La lutte menée depuis des décennies par des dizaines de milliers d’Israéliens contre le déracinement – certains pour la deuxième ou la troisième fois – devrait être une preuve suffisante qu’Israël n’est pas la démocratie libérale de style occidental qu’il prétend être.

La semaine dernière, 36 000 Bédouins – tous citoyens israéliens – ont découvert que leur État était sur le point d’en faire des réfugiés dans leur propre pays, les conduisant dans des camps de détention. Ces Israéliens, semble-t-il, ne sont pas du bon genre.

Leur traitement a des échos douloureux du passé. En 1948, 750 000 Palestiniens ont été expulsés par l’armée israélienne hors des frontières de l’État juif nouvellement déclaré établi sur leur patrie – ce que les Palestiniens appellent leur Nakba, ou catastrophe.

Israël est régulièrement critiqué pour son occupation belligérante, son expansion incessante des colonies illégales sur le territoire palestinien et ses attaques militaires répétées et sauvages, en particulier contre Gaza.

En de rares occasions, les analystes remarquent également la discrimination systématique d’Israël contre les 1,8 million de Palestiniens dont les ancêtres ont survécu à la Nakba et vivent en Israël, soi-disant en tant que citoyens.

Mais chacun de ces abus est traité isolément, comme s’il n’était pas lié, plutôt que comme les différentes facettes d’un projet global. Un schéma est perceptible, celui d’une idéologie qui déshumanise les Palestiniens partout où Israël les rencontre.

Cette idéologie a un nom. Le sionisme fournit le fil conducteur qui relie le passé – la Nakba – au nettoyage ethnique actuel des Palestiniens par Israël de leurs maisons en Cisjordanie occupée et à Jérusalem-Est, à la destruction de Gaza et aux efforts concertés de l’État pour chasser les citoyens palestiniens d’Israël de leurs terres historiques et les pousser dans des ghettos.

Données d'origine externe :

PR #383, opened 2021-03-25
Update single select to contain possibility of a create option

RueRivoli:
### Aim
update KtFieldSingleSelect to have a create option

### Expected visual:
https://www.figma.com/file/2fayetfljWKphvid6wB2Dy/New-Kotti-Component-%3A-Form-%2F-Select-%2F-Open-with-Link?node-id=1%3A217

### Expected behaviour
When a prop ```action``` is passed to KtFieldSingleSelect, a separator is added at the end of the select and a link is placed under the separator with a label.

### DIFF
--- a/packages/documentation/pages/usage/components/form-fields.vue
+++ b/packages/documentation/pages/usage/components/form-fields.vue
@@ -111,6 +111,14 @@
 				/>
 				<KtFormControllerObject formKey="additionalProps" v-if="componentDefinition.additionalProps.length > 0">
 					<h4>Additional Props</h4>
+					<KtFieldToggle
+						v-if="componentDefinition.additionalProps.includes('actions')"
+						formKey="actions"
+						isOptional
+						helpText="List of actions that can be triggered from the end of the dropdown"
+						label="actions"
+						type="switch"
+					/>
 					<KtFieldSingleSelect
 						v-if="componentDefinition.additionalProps.includes('toggleType')"
 						formKey="toggleType"
@@ -388,7 +396,7 @@ const components: Array<{
 		supports: { clear: false, decoration: true, tabIndex: true },
 	},
 	{
-		additionalProps: ['collapseTagsAfter'],
+		additionalProps: ['collapseTagsAfter', 'actions'],
 		formKey: 'multiSelectValue',
 		name: 'KtFieldMultiSelect',
 		supports: { clear: true, decoration: true, tabIndex: false },
@@ -406,7 +414,7 @@ const components: Array<{
 		supports: { clear: false, decoration: false, tabIndex: true },
 	},
 	{
-		additionalProps: [],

La logique du sionisme, même si ses partisans les plus naïfs ne le comprennent pas, est de remplacer les Palestiniens par des Juifs – ce qu’Israël appelle officiellement la judaïsation.

La souffrance des Palestiniens n’est pas un effet secondaire malheureux du conflit. C’est le but même du sionisme : inciter les Palestiniens encore en place à partir « volontairement », à échapper à la suffocation et à la misère.

L’exemple le plus frappant de cette stratégie de remplacement du peuple est le traitement réservé depuis longtemps par Israël aux 250 000 Bédouins qui ont officiellement la citoyenneté.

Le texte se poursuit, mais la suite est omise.